Custom Training
Neuro-Fuzzy Toolbox is built on top of PyTorch, so all model classes inherit
from nn.Module and are fully compatible with the standard PyTorch training
workflow. The built-in training algorithms described in the previous sections
cover the most common use cases, but the toolbox also exposes a lower-level
API for users who need finer control.
This API supports two main use cases:
Custom training procedures: Instantiate PyTorch optimizers over arbitrary subsets of the model’s parameters — all parameters jointly, premises only, consequents only, or individual rule parameters — and combine them with structural modification operations to implement problem-specific training strategies.
Deep neuro-fuzzy architectures: Use the implemented models as differentiable components within larger PyTorch pipelines, connecting them to other
nn.Modulelayers and training the resulting architecture end-to-end.
1. Accessing parameters for optimizers
PyTorch optimizers require an iterable of parameters to optimize. The toolbox provides several methods to retrieve the model parameters at different levels of granularity.
All parameters
The standard model.parameters() method, inherited from nn.Module,
returns all trainable parameters of the model. This is the typical entry point
for single-optimizer training:
optimizer = torch.optim.AdamW(model.parameters(), lr=1e-3, weight_decay=1e-2)
Premises and consequents separately
The toolbox provides dedicated methods to retrieve the premise and consequent parameters independently, enabling separate optimizers with different hyperparameters for each parameter set:
prems_optimizer = torch.optim.AdamW(
model.get_premises_as_parameters_list(),
lr=1e-3, weight_decay=1e-2
)
cons_optimizer = torch.optim.AdamW(
model.get_consequents_as_parameters_list(),
lr=1e-3, weight_decay=1e-2
)
This is exactly the approach used internally by the Double Optimizer Training Algorithm.
Note
The structure returned by get_premises_as_parameters_list() and
get_consequents_as_parameters_list() differs between model classes,
as described in ANFIS Variants. However,
both methods return an iterable compatible with PyTorch optimizers
regardless of the underlying class.
Rule-specific access (rule_reduced_ANFIS)

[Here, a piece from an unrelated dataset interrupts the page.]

PR #8233, opened 2023-05-05
Update setup.cfg

RANJITHROSAN17:
We needed to pin Sphinx ~=6.2.1 since we're incompatible with Sphinx 7.0.0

For rule_reduced_ANFIS models, the premise and consequent parameters are
stored per rule, so individual rule parameters can be accessed by indexing
into the lists returned by these methods. This makes it possible to
instantiate an optimizer over the parameters of a single rule in isolation:
# Optimizer over the last rule's parameters only
rule_params = [
model.get_premises_as_parameters_list()[-1],
model.get_consequents_as_parameters_list()[-1]
]
rule_optimizer = torch.optim.AdamW(rule_params, lr=5e-3, weight_decay=1e-2)
Tip
This pattern is particularly useful when adding a new rule to an existing model: the new rule’s parameters can be fine-tuned in isolation before committing to a global readaptation step, as shown in the practical example below.

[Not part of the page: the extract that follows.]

Issue #8160, opened 2023-03-09
Throw exception for screens that do not have a name


benpayne:
I created a few screens under a screen manager in a kv file and forgot to specify the "name" property on all of them.  As a result I was not able to change to another screen once the program ran.  I suspect that it saw all screens with the same name of empty string and thought I was already on the screen I was asking for.  So it seems needed to create a unique name for each screen.  As such it would be ideal if an exception was thrown if a screen was created without a name.  Also it would be nice if a screen was added to a screen manager with a non-unique name that it also throw an exception.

2. Structural modification
The rule_reduced_ANFIS class supports adding and removing rules at
runtime, enabling the model structure to be adapted dynamically during
training.
Warning
The structural modification methods described in this section are
only available for rule_reduced_ANFIS instances.
Adding rules
The add_rules(means, stds) method adds one or more new rules to the
model. The premise parameters of the new rules are generated from the
provided means and standard deviations, following the initialization
convention of the chosen membership function. The consequent parameters
of the new rules are initialized randomly.
# Add a new rule centered on a specific training sample
means = x_train[idx] # shape: (1, input_size)
stds = torch.full_like(means, 0.25) # shape: (1, input_size)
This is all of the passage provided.